What you should do:
Among the entries below, determine how many lines contain the word "property" and state only that figure.

(Collected data)
PR #266, opened 2026-07-31
fix(transport): re-land the accept-setup fault telemetry (#265 never reached development)

arkstack-dev:
**#265 shows MERGED but its content is not on `development/0.11.0`.** Re-landing it.

## What happened

I based #265 on #264's branch rather than on `development`. #264 was merged into `development` first, and #265 then merged into `fix/v011-transport-refusal-telemetry` — producing merge commit `a9851a77` on a branch that no longer feeds anything.

Ground truth at the time I checked: `CommunityAcceptFaultEvent.java` absent from the tree, and no accept-fault commit in `git log origin/development/0.11.0`. The PR list said MERGED; the tree said otherwise, and the tree was right.

This is my error in branch topology, not a review or merge mistake. Stacking a PR on an unmerged branch means the stacked change only lands if the base merges *last* — the opposite of the order these went in.

## Content

Unchanged from #265 — a clean cherry-pick of `f9b12137` onto current `development`, no conflicts:

- `CommunityAcceptFaultEvent` on the accept loop's `catch (RuntimeException)`, which previously bound the exception and never used it.
- Deliberately **not** in `TransportStats.totalRejected` — that field means work the engine *declined*, and a setup that broke declined nothing.
- Exception class only, never the message.
- Recovery unchanged; `transport.md` tables both accept-path failure modes side by side.

## Verification

`CommunityAcceptFaultTest` and `CommunityConnectionRefusalTest` green against the re-based tree. Full reactor build ran green on the original branch; the cherry-pick applied without conflict.


arkstack-dev:
Fixed in `25332449`. Each javadoc block now sits on the method it describes.

Worth naming the mechanism, because it's the second time this class of thing has bitten this branch chain: **a cherry-pick that applies with no conflict can still land a hunk somewhere that changes what a doc comment attaches to.** Git matched on surrounding lines; javadoc binding is positional. "Applied without conflict" is not the same as "applied correctly" — and I reported the former as if it were the latter in the PR body.

On the build claim: fair to flag rather than assume. Re-verified after the fix on this branch — `CommunityAcceptFaultTest` and `CommunityConnectionRefusalTest` green, and `mvn -pl exeris-kernel-community pmd:check checkstyle:check` clean. The full-reactor green in the original PR body was from the pre-cherry-pick branch, which is exactly the kind of carried-over claim your caveat is right to distrust.

PR #267, opened 2026-07-31
feat(scheduling): bootstrap wiring for the JobScheduler SPI (v0.11 S9, ADR-057)

arkstack-dev:
Closes Stream C. Bootstrap wiring for the scheduling SPI landed in #262.

## What landed

`SchedulingBootstrap` ranks `JobSchedulerProvider` through the shared `BootstrapProviderSelector`; `CommunitySchedulingSubsystem` binds both `KernelProviders` slots. Config key `scheduling.schedulerName`, read **through the config provider** — deliberately not a system property, since the limits sweep recorded four of those as a defect class and a new subsystem must not add a fifth.

`stop()` calls `JobScheduler.close()`, so the ADR-057 §6 drain is what shutdown **actually performs**, not a property the scheduler merely offers. The test asserts that by holding a job mid-run across `stop()`.

No provider on the classpath is terminal (`EX-JOB-9004`), not a degraded boot: a kernel that started with scheduling silently absent would let an application submit jobs that never run.

Selection commits `SchedulingBootstrapSelected`. Which provider won a ServiceLoader race is invisible afterwards and is the first thing anyone asks when a scheduler misbehaves — recorded rather than reconstructed from behaviour.

## The subsystem declares no dependencies, and that took a correction

My first attempt declared `List.of("memory", "security")`, reasoning that a job carries the identity that submitted it. **Wrong twice:**

1. There is no `security` subsystem in the registry — identity arrives through `ScopedValue` slots, not a boot-ordered component. `SubsystemInitOrderIntegrationTest` failed with *"depends on missing subsystem 'security'"*.
2. Even conceptually it was wrong: identity crosses this seam at **submit** time from the caller's own scope, which no boot order can influence.

The in-process driver allocates no off-heap memory, opens no connection, reads no store. Its construction is a config lookup and a virtual thread.

Worth noting where the error sat: one paragraph **above** the declaration, my own javadoc warned that "declaring a dependency it does not have would order the boot graph on a fiction". The existing boot-order suite is what caught it, not the reasoning next to it.

## Verification

Full reactor `mvn clean install` green with lint gates active. `CommunitySchedulingSubsystemTest` 4 cases; `AbstractJobSchedulerTck` 19 still green; boot-order suite green.

| Mutation | Result |
|---|---|
| Remove the drain from `stop()` | `stopDrains` fails |
| Suppress the selection event | `emitsSelectionEvent` fails |

Docs: `scheduling.md` gains a Bootstrap section (config key, dependency reasoning, terminal-no-provider, drain) and drops the "lands with the next slice" note; `telemetry.md` gains the selection event.


arkstack-dev:
Rebased onto `d55de297` and resolved. Conflict was in `docs/subsystems/telemetry.md` §Required Events — #266 and this branch both inserted a row before the same anchor line, so it was purely additive.

Both rows stay. I grouped them by subsystem rather than stitching them in merge order: `SchedulingBootstrapSelected` now sits with the three `JobDispatch`/`JobCompletion`/`JobFailure` rows, and `CommunityAcceptFault` sits next to `CommunityConnectionRefused` — the two transport rows are the contrast pair, and separating them would undo the point of the table entry.

Re-verified after the rebase rather than assuming: full reactor `mvn clean install` green with lint gates active, `CommunitySchedulingSubsystemTest` 4, and both transport telemetry tests from #264/#266 still green on the merged result.

Issue #8324, opened 2026-09-11
[Feature Request]: make fast-build profile faster


rmannibucau:
### What would you like to happen?

on my machine -Pfast-build takes ~7mn mainly due to javac, ecj makes it half of it

### Issue Priority

Priority: 2

### Issue Component

Component: Other

mattcasters:
```
$ mvn -T12 -Pfast-build clean install
...
[INFO] ------------------------------------------------------------------------
[INFO] BUILD SUCCESS
[INFO] ------------------------------------------------------------------------
[INFO] Total time:  01:30 min (Wall Clock)
[INFO] Finished at: 2026-09-16T11:03:29Z
[INFO] ------------------------------------------------------------------------

```

hansva:
PR wasn't linked so this wasn't auto closed by https://github.com/apache/hop/pull/8325

PR #8325, opened 2026-09-11
[#8324][build] setup ECJ compilation

rmannibucau:
Proposal to use ECJ for compilation.

Small pitfall: requires to build at least once to setup the lombok.jar since ECJ needs lombok to be a javaagent and now maven compiler doesn't/will not fork anymore so we can't just configure compiler JVM.

Time goes from 7.7mn to 1.0 - -Pfast-build mode else javadoc and friends are slow and makes it closer to 10mn.

current:

image

with ECJ:

image

------------------------

- [X] Mention the appropriate issue in your description (for example: `addresses #123`), if applicable.

### DIFF
--- a/.mvn/extensions.xml
+++ b/.mvn/extensions.xml
@@ -16,9 +16,29 @@
   ~ limitations under the License.
   -->
 <extensions>
+    <!-- not really needed by default and quite outdated
     <extension>
-        <groupId>co.leantechniques</groupId>
-        <artifactId>maven-buildtime-extension</artifactId>
-        <version>3.0.3</version>
+      <groupId>co.leantechniques</groupId>
+      <artifactId>maven-buildtime-extension</artifactId>
+      <version>3.0.3</version>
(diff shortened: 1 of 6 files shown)


rmannibucau:
side note: i'm also happy to drop lombok if there is an agreement on it and it will simplify the setup since all the javaagent hack wouldn't be needed anymore

hansva:
I quite like Lombok, we can probably add it to mvnw and use JVM.config to load it? https://projectlombok.org/setup/ecj

rmannibucau:
@hansva kind of....I never use mvnw to ensure I'm not doomed by mvn customizations I didn't expect :s (this is a good practise to ensure IDE proper support, mvnw is never well guaranteed), groovy script is not that bad that said since hop is not on the edge for java version anyway "by design" (transforms) so guess we can live with it

hansva:
The win is real, I like it!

Task result:
2